Oxford, UK, 10 June 2026: Researchers at the Nuffield Department of Medicine, University of Oxford, together with Newcastle University's Translational and Clinical Research Institute and the Department of Immunology at Cambridge University Hospitals NHS Foundation Trust, have identified an important driver of inflammatory bowel disease (IBD). This discovery reshapes understanding of IBD and opens the way to targeted approaches to diagnosis and treatment in a subset of patients. The findings suggest that inflammatory bowel disease is not a single condition, but a group of biologically distinct diseases driven by different underlying mechanisms.
In a study published today in the New England Journal of Medicine, researchers analysed over 4,900 patients with IBD and made two major discoveries: first, that a substantial subset of patients show autoimmune responses to one of the guardians of the immune system, interleukin-10 (IL-10), which leads to uncontrolled inflammation; and second, that this damaging immune response is the mechanism for one of the strongest known genetic risk factors for IBD.
Antibodies that block interleukin-10 (IL-10), a cell-to-cell messenger that normally acts as one of the body's key controls on inflammation, effectively remove the immune system's natural 'brake' on inflammation, allowing inflammatory responses to continue unchecked.
IBD, which includes Crohn's disease and ulcerative colitis, affects ~500,000 people in the UK and millions worldwide. It is a lifelong condition that commonly begins in adolescence or early adulthood and can require repeated hospital treatment, long-term immunosuppressive medication and, in some cases, surgery. Despite advances in treatment, many patients cycle through multiple therapies without achieving lasting disease control – impacting their lives and costing the health care system millions.

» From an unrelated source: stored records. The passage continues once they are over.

PR #2872, opened 2023-02-04
[ re #2871 ] Fix the resolvedN issue for good

gallais:


mattpolzin:
But, aren't I going to stop feeling like a human computer if I don't have to translate machine names while debugging? 😄

PR #2881, opened 2023-02-07
[ fix #2087 ] Fix multiline string with CRLF

### LINKED ISSUE #2087: Multiline strings issue when running tests on Github CI

andylokandy:
This patch resolves issue #2087 and enhances the handling of multiline string literals:

1. Recognize `\r\n` at the end of a line, which was recognized as `\n\n` for two lines.
2. Dectect padding error before unescaping the literal, therefore this case becomes invalid:
```idirs
"""
    A line
\n
    Another line
    """
```

Closes https://github.com/idris-lang/Idris2/issues/2087

### DIFF
--- a/CHANGELOG.md
+++ b/CHANGELOG.md
@@ -99,6 +99,7 @@
   the number of configured processors.
 
 #### Contrib
+
 * Remove Data.List.HasLength from contrib library but add it to the base library
   with the type signature from the compiler codebase and some of the naming
   from the contrib library. The type ended up being `HasLength n xs` rather than
@@ -112,6 +113,7 @@
   J. Garret Morris, and Aaron Stump
 
 ### Other Changes
+
 * The `data` subfolder of an installed or local dependency package is now automatically
   recognized as a "data" directory by Idris 2. See the
   [documentation on Packages](https://idris2.readthedocs.io/en/latest/reference/packages.html)
--- a/src/Idris/Desugar.idr
+++ b/src/Idris/Desugar.idr
@@ -27,6 +27,7 @@ import Idris.Elab.Interface
 import Idris.Desugar.Mutual
 
 import Parser.Lexer.Source
+import Parser.Support
 
 import TTImp.BindImplicits
 import TTImp.Parser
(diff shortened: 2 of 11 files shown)


CHANGELOG.md
```diff
@@ -8,6 +8,14 @@
   substituted at parsing time with a string corresponding to the
   location, filename, line or column number associated to the
   magic constant's position.
+* Multiline string literals are now has new line (`\n`) for each line of the
```
gallais, line 11: Looks like you started writing one sentence then went for another but there are still remnants from the old one making it unintelligible (at least that's what happens to me when I produce similar sentences).

gallais (commented):
Does this mean it is now *impossible* to write a multiline string without a trailing newline?
If so I think that's a regression.

andylokandy:
>Does this mean it is now impossible to write a multiline string without a trailing newline?
If so I think that's a regression.

At the time of implementing Multiline String, the `lines` function did not insert a newline at the end of the last line. The multiline string was therefore designed to mirror this behavior. Later, a PR modified the lines function so that it included a newline at the end of all lines, including the final one. So in this PR, I attempted to follow this change. If we believe the original behavior of the multiline string was better suited, I would revert the modification.

mattpolzin:
I think you mean the `unlines` function always puts a newline at the end of its input, right? `lines` produces an empty list of lines from the empty string so it does not have a behavior of producing any newlines. 

I don’t really think of mutliline string literals as semantic equivalents to calling `unlines` on a list. I think of it as not needing to because I’ve got a multiline block of text in a literal to begin with. It also feels like putting a chunk of a file into the code and in my editor I’d expect to represent a trailing newline by a blank line at the end much the same as is the case with multi line strings prior to this PR.

andylokandy:
Thanks for the suggestions, I've reverted the behavior change on last new line.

The researchers found high levels of anti-IL10 neutralizing autoantibodies in the blood of ~3.5% of IBD patients, both Crohn's disease and ulcerative colitis, but not in healthy individuals. This could equate to 15,000-20,000 people with IBD in the UK carrying these autoantibodies.
The researchers also found that the presence of these antibodies was strongly linked to carriage of a particular genetic variant known as HLA-DRB1*01:03.

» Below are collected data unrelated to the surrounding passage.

PR #2884, opened 2023-02-11
[ contrib ] move SortedMap and SortedSet to base

stefan-hoeck:
So, here's my first take on disbanding parts of contrib (more will follow). I realize that there are different opinions on these container types, but I agree with @mattpolzin that we should use what we currently have, because every thing else might just never happen. On the other hand, starting with this is pretty safe, because it shouldn't break any libraries.


mattpolzin (approved):
Thanks!

I am going to leave this approved but unmerged for a brief time because it is definitely a big decision.

This move is of course in line with discussion from the [wiki proposal](https://github.com/idris-lang/Idris2/wiki/%5BLanguage%5D-Contrib-Organisation), but if the PR generates more discussion than the document did then we all still win by letting that discussion occur.

One thing that we might make room for is discussion around @andrevidela's preference from the wiki document
> [...] of including just the dependent version of SortedMap and introduce a non-dependent interface for other types of dictionaries (Hashmaps/non-dependent sorted map).

Personally, I am not clear on what this preference means, but if Andre has time to elaborate then I would be interested in hearing more.

gallais (approved):

mattpolzin:
To the comment that this PR
> shouldn't break any libraries

I'd agree except for the fact that the existing contrib version of these types will not be removed automatically so likely some will see ambiguity errors on their machines. I doubt that will be an issue for most if not all CI flows where libraries are installed from scratch. 

This is not an argument against the PR, just creating something for those who are troubleshooting to latch into. 

The solution is simply to delete the `Data/SortedMap.idr` and `Data/SortedMap` folder from the `${PREFIX}/idris2-0.6.0/contrib-0.6.0/` folder by hand. 

This is only an issue for development builds because the next Idris release will use a new versioned subfolder that won't collide anyway.

mattpolzin:
A note for future discussion is that we could avoid this problem in 100% of use-cases by versioning then library independently of the compiler (maybe contrib and base move to 0.6.2), but there may currently be people or scripts that are presumptive about library and compiler versions aligning (and reasonably so at this point since it's always been the case).

andrevidela:
@mattpolzin just for posterity: I don't remember what I meant with this comment and those changes look good to me. Sorry I didn't have the chance to answer earlier

PR #3141, opened 2023-11-11
[ error ] Improve error messages when reading ipkg files

dunhamsteve:
The parser for `.ipkg` files reports any error as "Expected end of input". The root cause was a "many" and an "alt" that eat the error messages. Here I've added `mustWork` where appropriate, a better error message for when it hits an unknown keyword, and added the original source to the error message.

Previously:
```
Uncaught error: Parse errors ([("bad.ipkg":3:1--3:7, "Expected end of input.")])
```
Now it says:
```
Uncaught error: Error: Unrecognised property "depend".

"bad.ipkg":3:1--3:7
 1 | package idris2app
 2 |
 3 | depend = network
     ^^^^^^
```
The other test case reports this instead of "Expected end of input":
```
Uncaught error: Error: Expected string.

"bad2.ipkg":2:13--2:16
 1 | package bad
 2 | sourcedir = src
                 ^^^
```

### Should this change go in the CHANGELOG?

Probably not significant enough to warrant a change log entry.

### DIFF
--- a/src/Idris/Package.idr
+++ b/src/Idris/Package.idr
@@ -34,6 +34,7 @@ import Libraries.Text.PrettyPrint.Prettyprinter.Render.String
 import Idris.CommandLine
 import Idris.Doc.HTML
 import Idris.Doc.String
+import Idris.Error
 import Idris.ModTree
 import Idris.Pretty
 import Idris.ProcessIdr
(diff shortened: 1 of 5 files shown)


gallais (approved):
Great stuff!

The link between HLA-DRB1*01:03 and a severe form of inflammatory bowel disease was first identified by Oxford researchers 30 years ago. The new findings show that people carrying this variant are far more likely to develop antibodies that block IL-10, helping explain how the gene contributes to disease.

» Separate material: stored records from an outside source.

Issue #3072, opened 2023-09-07
Document `%unsafe`


andrevidela:
- [x] I have read [CONTRIBUTING.md](https://github.com/idris-lang/Idris2/blob/main/CONTRIBUTING.md).
- [x] I have checked that there is no existing PR/issue about my proposal.

## What needs to be documented

We have added `%unsafe` in but there is not documentation for it.

## Current status

| Documented  | Area |
| ------------- | ------------- |
| N/A | REPL |
| <ul><li>[ ] </li></ul> | Online  |
| N/A  | Source code  |
| N/A | Code samples |

dunhamsteve:
If we want to go further, here are all of the pragmas I found in `Parser.idr` and the documentation files they appear in, if any.  There is a second list of pragmas in `Pragmas.idr` - I believe it is only used for auto-completion.

| pragma | documents |
| ------ | --------- |
| MkWorld | backend-cookbook.rst, multiplicities.rst |
| TTImpLit |
| World | backend-cookbook.rst, multiplicities.rst |
| allow_overloads |
| ambiguity_depth | updates.rst |
| auto_implicit_depth |
| auto_lazy |
| builtin | builtins.rst, pragmas.rst |
| charLit |
| declsLit |
| default | updates.rst, parsing.rst, theorems.rst |
| defaulthint |
| deprecate | pragmas.rst |
| doubleLit |
| export |
| extern |
| foreign | ffi.rst, readline.rst, refc.rst, backend-cookbook.rst, chez.rst, gambit.rst, libraries.rst, javascript.rst, racket.rst |
| globalhint |
| hide | pragmas.rst |
| hint | updates.rst, miscellany.rst |
| inline | pragmas.rst |
| integerLit | overloadedLit.rst |
| language | updates.rst |
| logging | debugging.rst |
| macro |
| name | pragmas.rst |
| nameLit |
| nf_metavar_threshold |
| noinline | pragmas.rst |
| nomangle | libraries.rst (this is deprecated, use export) |
| pair |
| prefix_record_projections | records.rst, typesfuns.rst |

Professor Holm Uhlig, a Paediatric Gastroenterologist and Director of the Centre for Human Genetics, Nuffield Department of Medicine, University of Oxford, and a senior author of the study, said:
"We've suspected an important role of interleukin 10 in patients with inflammatory bowel disease for decades. The study now provides clear evidence and contributes the missing link between a well-known genetic variant that had been linked to severe inflammatory bowel disease in the past and the very recently discovered autoimmunity to interleukin 10."
"Understanding what drives the inflammation, provides a clear explanation for disease in this group of people and opens the door to new treatments that target the autoantibodies themselves or cells that produce those autoantibodies."
Sophie Hambleton, Professor of Paediatrics and Immunology at Newcastle University, said: "This discovery shows how the study of rare, inherited disorders can shed new light on common conditions. The groundwork was laid over 10 years ago when genetic defects in IL-10 or its receptor were found in young children with severe IBD. Later, we realised that neutralising autoantibodies against IL-10 were mimicking this effect in 2 little girls with colitis."
The researchers say the findings support the development of a blood test to identify this subgroup of patients, helping clinicians move quickly towards more appropriate treatment.
Dr Rainer Doffinger, Clinical immunologist at the Cambridge University Hospitals NHS Foundation Trust, said: "By identifying patients early and giving them targeted treatment, we could reduce reliance on expensive ongoing therapy and prevent complications. Even modest reductions in biologic treatment, admissions and surgery could translate into savings of many millions of pounds annually for the NHS, alongside the major benefits for patients through fewer interventions, improved quality of life or even durable remission."
Professor Simon Travis, Professor of Clinical Gastroenterology at the University of Oxford and Kennedy Institute of Rheumatology, said: "This is the most exciting discovery in a lifetime specialising in IBD. It means that we can now identify a group where we know what is causing the disease and that creates a real opportunity to change how we manage this disease."
The findings represent an important step towards more personalised approaches to diagnosing and treating inflammatory bowel disease, where treatment can be guided by the underlying biology of a patient's disease rather than symptoms alone.
The research was supported by the National Institute for Health and Care Research (NIHR) Biomedical Research Centre's in Oxford, Cambridge and Newcastle.
Paper: Gharahdaghi N et al. IL-10 Autoantibodies and HLA-DRB101:03 in Inflammatory Bowel Disease. New England Journal of Medicine (2026).